- Decades:: 1980s; 1990s; 2000s; 2010s; 2020s;
- See also:: Other events of 2006 History of the DRC

= 2006 in the Democratic Republic of the Congo =

The following lists events that happened during 2006 in the Democratic Republic of the Congo.

== Incumbents ==
- President: Joseph Kabila
- Prime Minister: Antoine Gizenga

==Events==
- Anvil Mining of Australia bought the Kinsevere, Tshiufa and Nambulwa mines, north-west of Lubumbashi, Mining Company Katanga (MCK), controlled by Moïse Katumbi, governor of Katanga Province. MCK acquired the mines from Gécamines when it was privatized. Anvil's board for several years included Katanga's former governor and presidential advisor Augustin Katumba Mwanke.
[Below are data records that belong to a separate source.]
PR #1185, opened 2023-08-08
Retry client connection errors on predict and processing api clients

lferran:
### Description
We have seen occasional client connection errors (temporary failed name resolution).
This PR adds retry logic for these errors on all interactions with predict api and processing api

### How was this PR tested?
I don't think it is worth adding a test for the backoff retry decorator, and existing tests should cover any regressions.

### DIFF
--- a/nucliadb/nucliadb/search/predict.py
+++ b/nucliadb/nucliadb/search/predict.py
@@ -84,6 +84,7 @@ predict_observer = metrics.Observer(
 
 
 RETRIABLE_EXCEPTIONS = (aiohttp.client_exceptions.ClientConnectorError,)
+MAX_TRIES = 2
 
 
 async def start_predict_engine():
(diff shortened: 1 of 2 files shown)


nucliadb/nucliadb/search/predict.py
```diff
@@ -218,6 +222,11 @@ async def check_response(self, resp, expected: int = 200) -> None:
         else:
             raise SendToPredictError(f"{resp.status}: {await resp.read()}")
 
+    @backoff.on_exception(backoff.expo, RETRIABLE_EXCEPTIONS, max_tries=2)
```
tarekziade, line 225: nit: I would make `2` a `MAX_TRIES` constant at the top of the module

tarekziade (approved):
LGTM just one nit

PR #1187, opened 2023-08-08
make sure we properly finalize

tarekziade:
### Description
The test was leaking a task

### How was this PR tested?

```
cd nulciadb_node; make test
```
-> no more `Task was destroyed but it is pending!`


vangheem (approved):
yay! thank you!

PR #1189, opened 2023-08-08
Better garbage collection scheduling

vangheem:
### Description
Right now, on active nodes, garbage collection might not ever happen.

This PR forces garbage collecting when more than 10 resources have been indexed on a shard and also allows implements a lock for every shard.

### How was this PR tested?


tarekziade (approved):
neat! LGTM

Issue #419, opened 2016-05-24
Move to Java 8


treba123:
Before we can do this, we need to check if all one-click deployments support java 8

Branch: https://github.com/loklak/loklak_server/tree/java8
Please push changes needed for the switch in that branch instead of master, so we have don't have changes at different places.

Does support?
- [x] Heroku
- [x] Scalingo
- [x] Bluemix
- [x] Docker cloud

Checked if changes are needed?
- [x] Heroku (needs updated buildpack)
- [x] Scalingo (needs updated buildpack)
- [x] Bluemix (needs updated buildpack)
- [x] Docker cloud (the installation guide refers to ubuntu trusty instead of ubuntu:latest as the docker file. trusty does not support jdk-8)

Tested?
- [x] Heroku
- [ ] Scalingo (not sure yet, will see after merge)
- [x] Bluemix
- [x] Docker cloud

Other stuff:
- [x] Remove java 7 buildbot.

sudheesh001:
heroku, scalingo failing, needs updates on buildpack

treba123:
Ok, they still use openjdk 1.6. That's deprecated

treba123:
@sudheesh001 do you update the build packages?

sudheesh001:
Bluemix works. http://loklak-server-dispensary-1744.mybluemix.net/

Orbiter:
I just added https://github.com/loklak/loklak_server/commit/c6450cc4dc4b7ff10d83762cadb08d3e193a9e60
to support heroku and scalingo. Hints to update the remaining are included in the commit.

Please test heroku and scalingo deployment with this settings. Here is how you find out if the deployed loklak_server is actually running under Java 1.8:

- open /api/threaddump.txt on the server where you deployed your test Installation
- scroll down to the "ELASTICSEARCH ClUSTER STATS" section
- look for jvm.versions.version

Orbiter:
@sudheesh001 Bluemix does *NOT* work, see http://loklak-server-dispensary-1744.mybluemix.net/api/threaddump.txt according to my hint above: this is still running under Java 1.7

sudheesh001:
Yup just noticed, somehow it seems to run whereas the others (heroku/scalingo) crash

Orbiter:
We must have a confirmation from the thread dump, otherwise all peers will crash when we switch to Java 1.8

sudheesh001:
I've moved locally to java8, everything seems to be working but in the `ant` build i get a line as follows
[...]

Issue #378, opened 2016-05-19
every Timeline must contain the creators peer hash and public key


Orbiter:
extend the class https://github.com/loklak/loklak_server/blob/master/src/org/loklak/objects/Timeline.java 
and add two more metadata lines in Timeline.toJSON
- set peer_hash to DAO.public_settings.peer_hash
- set peer_public_key to DAO.public_settings.public_key

Orbiter:
do https://github.com/loklak/loklak_server/issues/377 first

treba123:
I'll also put key_method, as it is needed to use the key

treba123:
see above

treba123:
@Orbiter i don't exactly get why we should put the public key and the hash in the timeline. The hash can be easily calculated from the key, so it's just more to bits to carry. 
Wouldn't it make more sense to actually attach a signature for the content of the timeline and the hash? 
With the hash we can find the peer and ask him for his public key (which is pretty big) and the signature would make sure the content wasn't altered by third parties.
That would actually be like a email with signature

Orbiter:
Yes thats right, OK!

treba123:
Ok, i'll only write the hash for now and later do the signature

Issue #376, opened 2016-05-19
extend the '/api/hello.json' servlet - return the public settings


Orbiter:
change the return value of the 'hello' servlet:
- instead of returning the static 'ok' property, return the content of the DAO.public_settings JSON

Orbiter:
this requires https://github.com/loklak/loklak_server/issues/374 first

Orbiter:
@shivenmian please join in

treba123:
see above

PR #427, opened 2016-05-25
Secure peer key

treba123:
This implements #375, #377, #376 and #378 and is blocked by https://github.com/loklak/loklak_server/issues/419


treba123:
See https://github.com/loklak/loklak_server/pull/445

Issue #402, opened 2016-05-23
Null pointer Exception on running code


shivenmian:
When I run the code, I get a repeated NullPointerException. @Orbiter 

<img width="504" alt="screen shot 2016-05-22 at 4 59 42 pm" src="https://cloud.githubusercontent.com/assets/14081800/15465387/e4b10826-20f1-11e6-9e99-d4a90f799542.png">

treba123:
That looks like what i had with #332 . It just stopped for me though. Good to know that it happens for others, too.

treba123:
Ok, i just also encountered this. It happens for me when I had a not properly closed loklak still running, like ghosting around.
If that happens, port 9300 is still in use and i get the following error first:
`BindTransportException[Failed to bind to [9300]]; nested: ChannelException[Failed to bind to: localhost/127.0.0.1:9300]; nested: BindException[Address already in use];
	at org.elasticsearch.transport.netty.NettyTransport.bindToPort(NettyTransport.java:478)
`
If that happens, DAO aborts initialisation and therefor DAO.message_dump is null. I guess we have to abort startup if DAO.init() fails.

shivenmian:
Fixed in #432

PR #428, opened 2016-05-25
Fixed NPE in DumpImporter

shivenmian:
It happens when ```DAO.init()``` fails. This seems to be the only plausible solution right now, because the DAO can crash for a lot of reasons. It makes sense to abort loklak when DAO fails. Will concentrate on the individual bugs later. #402  

@Orbiter


shivenmian:
@treba123 gave a better fix, closing this.

PR #437, opened 2016-05-25
Used UI router to load charts as partials

### LINKED ISSUE #436: Include charts as partials in a single page
The user should be able to select a menu to see different charts instead of going to different pages, and also as many charts cannot fit on one screen at the same time

leonmak:
Fixes #436, user can select charts by choosing a tab, default set to stacked bar charts.


leonmak:
#453 solves this

Issue #459, opened 2016-05-27
Beautify the Force Directed Graph for the peers app


daminisatya:

daminisatya:
![selection_039](https://cloud.githubusercontent.com/assets/6227784/15595516/76671204-23dd-11e6-8814-a65a3ee3f76b.png)

Issue #462, opened 2016-05-27
Read the peers.json and convert it into a CSV file as required for forming FDG.


daminisatya:

daminisatya:
As of now the graph is reading the test json file which contains the peers.json object. We need to convert the .json file into CSV file and add the other required fields.

sudheesh001:
@daminisatya Is there a specific format you're looking for do you want all the fields in the current json to be in the csv ?

Orbiter:
why would you need a csv file, which software does that need?

sudheesh001:
@Orbiter To visualize the graph with d3, it's easiest to show a parent-child relationship with a csv as `d3.csv()` is built in and reads row by row making it easier, `d3.json()` too does the job but gets messy. I think the required format would be
`source(loklak.org),target(host),port.http,port.https,lastSeen,lastPath,PeerName`
Since this is only for the visualization to work, I think we can add `/peers.json?format=csv`

Orbiter:
Please implement ```peers.csv```. This can be done with the same servlet class. Please see https://github.com/loklak/loklak_server/blob/master/src/org/loklak/LoklakServer.java#L505-L507 and https://github.com/loklak/loklak_server/blob/master/src/org/loklak/LoklakServer.java#L525-L527 as example how the same servlet can return different contents.

sudheesh001:
Self assigning.

PR #463, opened 2016-05-27
#459- Beautified the graph

daminisatya:


daminisatya:
For a proper color differentiation, the graph required peers with different id's. This can be effectively viewed when the issue #462 is fixed.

Listed as (AVM) on the Australian (ASX) and Toronto stock exchanges (TSX), Anvil paid 61.3 million dollars for the mines.

===June 2006===
Dan Gertler buys Tremalt for about $60 million.

===July 2006===
Nikanor plc's stock listed on the London Stock Exchange's Alternative Investment Market. Initial public offering raises $400 million; capitalization reaches $1.5 billion. Beny Steinmetz owned 36%, Dan Gertler owned 15%.